_PROBLEM DESCRIPTION_
Select every line containing the word "files" from the material, and copy those lines.

_SUPPLIED ENTRIES_

Issue #270, opened 2023-08-24
Move all exported code that does not need to be exported into `internal`


MrAlias:
Currently this project exports many packages that an end-user is not expected to interact with. This public API surface area will be locked into long-term stability requirements when this project becomes stable. The existing exported packages should be deprecated and copied into an equivalent package in `internal`.

Packages to move:

- [x] `include/*`: https://github.com/open-telemetry/opentelemetry-go-instrumentation/pull/282
- [x] `offsets-tracker/*`: https://github.com/open-telemetry/opentelemetry-go-instrumentation/pull/281
- [x] `pkg/*`: https://github.com/open-telemetry/opentelemetry-go-instrumentation/pull/282
- [x] `test/*`: https://github.com/open-telemetry/opentelemetry-go-instrumentation/pull/282

Replacements:

- [ ] High-level instrumentation API: https://github.com/open-telemetry/opentelemetry-go-instrumentation/pull/284

MrAlias:
_Originally posted by @edeNFed in https://github.com/open-telemetry/opentelemetry-go-instrumentation/issues/282#issuecomment-1708804490_

> @MrAlias can we leave a few APIs in the pkg directory? We are using the Go auto instrumentation as a library and moving everything to internal will break our code: https://github.com/keyval-dev/odigos/blob/main/odiglet/pkg/ebpf/objects.go

A replacement API needs to be built to support this use case.

MrAlias:
Going to remove the new API as a tracked issue of this issue as the work completed is good enough for a release. Going to have #284 track the new API task in the next milestone.

PR #281, opened 2023-09-06
Replace offsets-tracker with a copy in internal/tools

MrAlias:
Part of #270; this moves code that does not need to be exported into the `internal` package.

- Deprecate offsets-tracker
- Copy existing offsets-tracker into a new `internal/tools/offsets` package
- Update tooling to use new package


.github/workflows/build.yaml
```diff
@@ -14,7 +17,8 @@ jobs:
       - name: Setup Go
         uses: actions/setup-go@v4
         with:
-          go-version: "1.20"
+          go-version: ${{ env.GO_VERSION }}
```
pellared, line 20: This should be updated if https://github.com/open-telemetry/opentelemetry-go-instrumentation/pull/264 is merged before this PR.

pellared (approved):

PR #282, opened 2023-09-06
Copy `pkg` and `test` to `internal` and deprecate original

MrAlias:
Part of #270; this moves code that does not need to be exported into the `internal` package.

- Copy existing `pkg` and `test` packages into `internal` package
- Deprecate existing `pkg` and `test` packages and modules.
- Update tooling to use new package


MrAlias:
> @MrAlias can we leave a few APIs in the pkg directory? We are using the Go auto instrumentation as a library and moving everything to internal will break our code: https://github.com/keyval-dev/odigos/blob/main/odiglet/pkg/ebpf/objects.go

Sure, I'll take a look and update.

MrAlias:
@edeNFed it seems like you are already working with a fork of this project: https://github.com/keyval-dev/odigos/blob/acf1ec5daa52fb56a551ee47ef22bb0515e1ddad/odiglet/go.mod#L98. I'm not able to find things like `NewControllerWithServiceName` in the existing packages.

This makes me think that we need to work on our API so these kinds of workarounds are not needed. I have thoughts on a revised and simpiler API, but don't want to make that proposal in this PR. What do you think about keeping this PR as is, tracking the revised API design in a new issue, and adding the API to the top-level `go.opentelemetry.io/auto` package?

edeNFed:
Sure sounds great

edeNFed (approved):

pellared (approved):

PR #284, opened 2023-09-06
proposal: revised instrumentation API

MrAlias:
Part of #270.

Much of the existing API is being un-exported, but [there is still a need to expose programmatic setup of instrumentation](https://github.com/open-telemetry/opentelemetry-go-instrumentation/pull/282#issuecomment-1708804490). This is a proposal replacement for the current instrumentation APIs.

Design:

- Top-level
- A single `Instrumentation` type manages the instrumentation setup and running
  - The type is a `struct` which can have method and fields added in the future in a backwards compatible manner.
- The `NewInstrumentation` creation function is extensible by using the [option pattern](https://github.com/open-telemetry/opentelemetry-go/blob/main/CONTRIBUTING.md#option)


MrAlias:
@edeNFed: I think this should work as a replacement for https://github.com/keyval-dev/odigos/blob/main/odiglet/pkg/ebpf/objects.go. The only thing missing is passing the service name as an argument, but that can be added as an option with the proposed design.

internal/pkg/instrumentors/runner.go
```diff
@@ -15,19 +15,20 @@
...
 import (
+	"context"
 	"fmt"
 
 	"github.com/cilium/ebpf/link"
 	"github.com/cilium/ebpf/rlimit"
 
 	"go.opentelemetry.io/auto/internal/pkg/inject"
-	"go.opentelemetry.io/auto/internal/pkg/instrumentors/context"
+	iCtx "go.opentelemetry.io/auto/internal/pkg/instrumentors/context"
```
pellared, line 25:
```suggestion
	ictx "go.opentelemetry.io/auto/internal/pkg/instrumentors/context"
```

fix casing

MrAlias: The casing is intentional, it is short for two words "instrumentors context"

MrAlias: I'm okay with leaving it as it given the Go language supports this and it has semantic significance.

pellared (approved):

pdelewski (approved):

PR #304, opened 2023-09-13
Fix module structure

MrAlias:
- Remove `internal/test` modules
  - These modules have not been released yet
  - They do not need to be distinct from the top-level module given this project is not meant to be a library and the number of dependencies is not a concern
- Unify all examples into a single module
  - The `httpPlusdb` example has not been released yet, remove the `go.mod` in that directory
  - Deprecate `rolldice` to have it moved to the new examples module
- Fix the versions file
  - Fix the soon-to-be-removed test/e2e/databasesql module name and ignore it in versions.yaml
  - Add the examples module


MrAlias:
Blocked by https://github.com/open-telemetry/opentelemetry-go-instrumentation/pull/305

dineshg13 (approved):
LGTM

pellared (approved):
👍

PR #337, opened 2023-09-19
Do not publish examples module

### LINKED ISSUE #336: Do not publish examples
These modules:

https://github.com/open-telemetry/opentelemetry-go-instrumentation/blob/a4ce6b9837ee98194f40d06d7860eb0cfef80a08/versions.yaml#L20-L21

could be moved under `excluded-modules:` as I see no reason to publish them (no reusable code or "test examples" that would be available in pkg.go.dev.

I think that `go.opentelemetry.io/auto` is (and probably would be) the only module that we need to publish.

MrAlias:
Resolve #336

### DIFF
--- a/versions.yaml
+++ b/versions.yaml
@@ -17,8 +17,8 @@ module-sets:
     version: v0.3.0-alpha
     modules:
       - go.opentelemetry.io/auto
-      - go.opentelemetry.io/auto/examples
       - go.opentelemetry.io/auto/examples/rolldice
 excluded-modules:
   - github.com/hashicorp/go-version
+  - go.opentelemetry.io/auto/examples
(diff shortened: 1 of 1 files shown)


pellared:
Do we need a separate issue for moving `go.opentelemetry.io/auto/examples/rolldice` after the next release?

MrAlias:
> Do we need a separate issue for moving `go.opentelemetry.io/auto/examples/rolldice` under `excluded:` after the next release?

The plan is to delete `go.mod` in `go.opentelemetry.io/auto/examples/rolldice` after the next release.

pdelewski (approved):

pellared (approved):

PR #338, opened 2023-09-21
enable CGO for local builds

rogercoll:
Issue found while trying to compile the binary in a fresh Ubuntu 22.04 box. The main point of enabling CGO (required) during the compilation is to provide a more clear error to the user. 

In environments where CGO is disabled by default and gcc is not installed, the Go compiler cannot find imported "C" functions:

```
GOOS=linux go build -o otel-go-instrumentation cli/main.go
internal/pkg/process/ptrace/ptrace_linux.go:49:9: undefined: waitpid
```

By explicitly setting the CGO_ENABLED=1 Go environment variable, the compilation error becomes more helpful:
```
CGO_ENABLED='1' GOOS=linux go build -o otel-go-instrumentation cli/main.go
cgo: C compiler "gcc" not found: exec: "gcc": executable file not found in $PATH
```


rogercoll:
Skip changelog?

MrAlias (approved):

PR #342, opened 2023-09-21
Allow multiple offsets version ranges

### LINKED ISSUE #309: Allow multiple version ranges for traced field offsets
Currently, our offset data model expects a continuous range of supported field offsets and therefore only allows one version range per:

https://github.com/open-telemetry/opentelemetry-go-instrumentation/blob/82c7468a72ac7c6f09aef23a4abf595f128f0ffb/internal/pkg/inject/data.go#L24-L25

As has been shown in https://github.com/open-telemetry/opentelemetry-go-instrumentation/pull/273 where there is a break in the support of gRPC (https://github.com/open-telemetry/opentelemetry-go-instrumentation/blob/949e8a39f95bb9f9fbed4b78eec75e55a9a85468/internal/pkg/inject/offset_results.json#L5-L28), it is not always the case that we will be able to support continuous ranges of package versions.

We should instead define the `TracedStruct` as:

```go
type TrackedStruct map[string][]TrackedField
```

And track each version range.

Related to #271 
Blocked by https://github.com/open-telemetry/opentelemetry-go-instrumentation/pull/307 (once merged we can fix this in a single spot)

MrAlias:
Fixes #309

### DIFF
--- a/internal/pkg/inject/data.go
+++ b/internal/pkg/inject/data.go
@@ -57,7 +57,7 @@ func (o *TrackedOffsets) GetOffset(strct, field, ver string) (uint64, bool) {
 		}
 
 		if v.LessThan(oldest) || v.GreaterThan(newest) {
-			return 0, false
+			continue
 		}
 
 		// Search from the newest version (last in the slice).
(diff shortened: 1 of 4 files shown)


pellared (commented):
Can you add new test cases in `data_test.go` that verifies the new functionality?

pellared (approved):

_TASK ANSWER_
(diff shortened: 1 of 1 files shown)
(diff shortened: 1 of 4 files shown)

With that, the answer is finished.